Evolution of Family Therapeutic Mediation

Chicago Bridge March Event Summary:

Featured Presentation on the Evolution of Family Therapeutic Mediation

On Wednesday, March 31, 2010 Chicago Bridge held its March event at Loyola University Chicago’s School of Social Work. Dr. Marcia Spira, Associate small indoor bounce house Professor at Loyola and Director of Loyola University Chicago’s Institute for Intergenerational Study and Practice, presented on family mediation for aging families to a packed room of thirty-eight people. Dr. Spira used case studies to help illustrate the mediation methods she described and engaged the audience in role-plays to highlight challenges in the process and demonstrate implementation.

What is Family Mediation?

Family mediation involving older adults is not uncommon. Long-standing family conflicts are often provoked by the plethora of sensitive issues that surround aging parents. Common issues include: finances both in terms of providing for ailing parents as well as the equity of inheritance; care giving responsibilities between siblings; and the tension that can arise as older adults lose their autonomy to their adult children. Strife can be present both between generations (parents and their adult children; adult children and their own children), as well as among generations (husbands and wives arguing over their responsibilities for the other’s parents; siblings disagreeing over each other’s roles and contributions; etc.). Dr. Spira emphasized that successful family mediation is generally not achieved through a one-time meeting but rather through a series of meetings. Meetings can include the entire family or various subsystems within the family. In response to several questions, Dr. Spira also pointed out that families who enter mediation have chosen to be there, which indicates that there is mutual agreement on the need for resolution even if there is not yet agreement on what that resolution will look like.
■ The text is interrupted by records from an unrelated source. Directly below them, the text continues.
PR #2227, opened 2024-07-17
Feat: handle OAuth errors

### LINKED ISSUE #2019: Implement error handling during authentication with the IDG for good UX
## Overview

This is a follow-up to the minor incident documented in #2009.

We want to ensure that if errors are generated during the Auth interaction with IdG they are handled appropriately by the Benefits app, and users are given a meaningful error message.

This is related to the new error page design and scoping happening for #1939

## Eligibility verification error

This error state addresses errors result after a rider has authenticated with Login.gov and the Benefits requests the CDT Identity Gateway verify eligibility for the selected transit Benefit. The fix is outside the user's control; resolution will require support from the CDT team and may take hours to resolve.

The genesis for this error message is the incident documented in this [report](https://docs.google.com/document/d/15QLfupcL6KVfT54ZtBODZk8Mtahdvy9BDcqJ40VQKvE/edit#heading=h.78n6lxqhffn). 

“The technical manifestation of this issue was that when the Benefits application sent its request to the IdG, and the user completed their sign in with [Login.gov](https://github.com/orgs/cal-itp/projects/8/views/Login.gov), the IdG attempted to sign the token response back to Benefits with an expired certificate. This led to a failure in the IdG, with the resulting 500 response back to the Benefits app, causing a failure to parse the token response, which ultimately generated the Sentry notification.”

### Acceptance criteria:

**Design criteria**

- [x] View content communicates the next step for the user.
- [x] Copy explains to the user what happened using plain language that can be comprehended at an 8th grade reading level.
- [x] Copy is translated into Spanish

**Engineering criteria**

- [x] Implement this version
image

- [x] No surprises on spacing, colors, fonts, etc -- all the same as other error pages
- [x] In `oauth.views`, any error condition related to creating or using the `oauth_client` shows this error page
- [x] Whenever this error page is shown, a Sentry event captures the exception (this will be an explicit Sentry call)
- [x] We aren't handling the `error_code` case returned from IdG in this ticket

thekaveman:
Closes #2019 

* Implements a new error screen in the `oauth` app
* Handles errors on creation/registration of the OAuth client
* Handles errors for all OAuth client method calls
* Sends a new analytics event `oauth error` in all cases
  * `operation` property indicates the specific client call: `init`, `authorize_redirect`, `authorize_access_token`, and `load_server_metadata`
  * `message` property describes the exception
* Captures an exception in Sentry in all cases

## How to test

1. Checkout the branch locally
2. Run `bin/init.sh` to get the PO file updates
3. Launch the app with `F5`
4. Select an agency or enter via their slug URL
5. Manually enter the URL in the browser: `/oauth/error`: see the error page
6. Attempt a Login.gov flow for the agency (without configuring the `AuthProvider`): see the error page
7. Misconfigure an `EligibilityVerifier` to not specify an `AuthProvider` _and_ without an Eligibility API base URL or form class and attempt to sign in with this verifier selected: see the error page

### DIFF
--- a/benefits/oauth/middleware.py
+++ b/benefits/oauth/middleware.py
@@ -1,7 +1,13 @@
 import logging
 
+from django.shortcuts import redirect
+import sentry_sdk
+
 from benefits.core import session
 from benefits.core.middleware import VerifierSessionRequired, user_error
+
+from . import analytics
+from .redirects import ROUTE_SYSTEM_ERROR
 
 
 logger = logging.getLogger(__name__)
@@ -16,8 +22,19 @@ class VerifierUsesAuthVerificationSessionRequired(VerifierSessionRequired):
             # from the base middleware class, the session didn't have a verifier
             return result
 
-        if session.verifier(request).uses_auth_verification:
+        verifier = session.verifier(request)
+
+        if verifier.uses_auth_verification:
+            # all good, the chosen verifier is configured correctly
             return None
+        elif not (verifier.api_url or verifier.form_class):
+            # the chosen verifier doesn't have Eligibility API config OR auth provider config
+            # this is likely a misconfiguration on the backend, not a user error
+            message = f"Verifier with no API or IDP config: {verifier.name} (id={verifier.id})"
+            analytics.error(request, message=message, operation=request.path)
+            sentry_sdk.capture_exception(Exception(message))
+            return redirect(ROUTE_SYSTEM_ERROR)
         else:
+            # the chosen verifier was for Eligibility API
             logger.debug("Session not configured with eligibility verifier that uses auth verification")
             return user_error(request)
--- a/benefits/locale/en/LC_MESSAGES/django.po
+++ b/benefits/locale/en/LC_MESSAGES/django.po
@@ -6,7 +6,7 @@
 msgid ""
 msgstr ""
 "Report-Msgid-Bugs-To: https://github.com/cal-itp/benefits/issues \n"
-"POT-Creation-Date: 2024-07-09 10:45-0700\n"
+"POT-Creation-Date: 2024-07-17 12:05-0700\n"
 "Language: English\n"
 "MIME-Version: 1.0\n"
 "Content-Type: text/plain; charset=UTF-8\n"
@@ -779,6 +779,17 @@ msgstr ""
 msgid "Sign out of"
 msgstr ""
 
+msgid "Service is down"
+msgstr ""
+
+msgid "There was a problem with the service that checks your identity."
+msgstr ""
+
+msgid ""
+"We’re working to solve the problem. Please wait 24 hours and try to enroll "
+"again, or contact your transit agency for help."
+msgstr ""
+
 msgid "Start over"
 msgstr ""
 
@@ -791,9 +802,6 @@ msgid ""
 msgstr ""
 
 msgid "Start Here"
-msgstr ""
-
-msgid "Service is down"
 msgstr ""
 
 msgid "Sorry! Service for this site is down."
--- a/benefits/locale/es/LC_MESSAGES/django.po
+++ b/benefits/locale/es/LC_MESSAGES/django.po
@@ -6,7 +6,7 @@
 msgid ""
 msgstr ""
 "Report-Msgid-Bugs-To: https://github.com/cal-itp/benefits/issues \n"
-"POT-Creation-Date: 2024-07-09 10:45-0700\n"
+"POT-Creation-Date: 2024-07-17 12:05-0700\n"
 "Language: Español\n"
 "MIME-Version: 1.0\n"
 "Content-Type: text/plain; charset=UTF-8\n"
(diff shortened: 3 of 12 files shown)


angela-tran (commented):
These code changes look good to me!

I'm not sure if this is just me, but when I try to log out, the IdG doesn't redirect me back to Benefits. I end up at this screen:

image

When I try log out on https://dev-benefits.calitp.org, it redirects me back to Benefits.

Does this happen for anyone else?

thekaveman:
Hmm I'm seeing an error page now (both locally and for `dev`) just trying to sign in with IdG, so I wonder if they are working on some changes in `dev` on their side?

image

lalver1:
The code looks good and I did see the new error screen when going through a flow that uses a misconfigured `AuthProvider` (for example using an invalid `Authority`) 👍 
As I was testing I did notice these 2 use cases that maybe can show the new error screen too:

- Not selecting an AuthProvider for a flow that requires one. The middleware seems to catch this case, `DEBUG benefits.oauth.middleware:22 Session not configured with eligibility verifier that uses auth verification`, so the user sees [`200-user-error.html`](https://github.com/cal-itp/benefits/blob/main/benefits/templates/200-user-error.html). Perhaps we can instead show the new error screen [`system_error.html`](https://github.com/cal-itp/benefits/blob/feat/oauth-error/benefits/oauth/templates/oauth/system_error.html) in this case.

- Wrong scope/claim configured. If a wrong scope/claim has been configured, attempting a Login.gov flow will return an error screen generated by the `Authority`, for example, `Sorry, there was an error : Invalid scope`. Perhaps we can instead show the new error screen [`system_error.html`](https://github.com/cal-itp/benefits/blob/feat/oauth-error/benefits/oauth/templates/oauth/system_error.html) in this case.

thekaveman:
@lalver1: 
 
> * Not selecting an AuthProvider for a flow that requires one. The middleware seems to catch this case, `DEBUG benefits.oauth.middleware:22 Session not configured with eligibility verifier that uses auth verification`, so the user sees [`200-user-error.html`](https://github.com/cal-itp/benefits/blob/main/benefits/templates/200-user-error.html). Perhaps we can instead show the new error screen [`system_error.html`](https://github.com/cal-itp/benefits/blob/feat/oauth-error/benefits/oauth/templates/oauth/system_error.html) in this case.

Good call, I added a check to that middleware for a misconfigured verifier, i.e. one that has neither Eligibility API nor IDP configuration, and in that case show the new system error page: [`f5c7820`](https://github.com/cal-itp/benefits/pull/2227/commits/f5c78205e11b4eb13f21823964fecba0902d97d2)

> * Wrong scope/claim configured. If a wrong scope/claim has been configured, attempting a Login.gov flow will return an error screen generated by the `Authority`, for example, `Sorry, there was an error : Invalid scope`. Perhaps we can instead show the new error screen [`system_error.html`](https://github.com/cal-itp/benefits/blob/feat/oauth-error/benefits/oauth/templates/oauth/system_error.html) in this case.

I assume you mean this screen from IdG? 

image

While I agree it would be nice to show the user our error page here, unfortunately we have no control over this page per se. This is the IdG error page, as we have already redirected the user away from Benefits and this is the response IdG gave to the user.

Six Steps for Family Mediation

Dr. Spira outlined six mediation steps in her presentation:
1. Mediator should discuss his/her background, explain the expectations of mediation and review the ground rules of the mediation process; 2. Each party presents their side of the conflict; 3. Mediator then asks for clarification from each person and asks for potential alternatives and suggestions to resolve the conflict; 4. Mediator asks for each individual to consider the presented options and suggestions; 5. Each party participates in the negotiation phase. With the help of the mediator alternative options are weighed; 6. Ideally, all party members agree on a resolution and walk away feeling they reached a win-win conclusion.

Awareness of Elder Abuse Signs Important in Family Mediation

In closing, Dr. Spira emphasized how important it is for therapists participating in family mediation to be aware of and watch for warning signs of elder abuse. In family therapy and mediation, these warning signs include avoiding conversations about certain topics, adult children not allowing their parents to speak for themselves, and families making vague references to family secrets but not being willing to elaborate. Dowload Dr. Spira’s Family Mediation Presentation This post was edited by Kristen Pavle.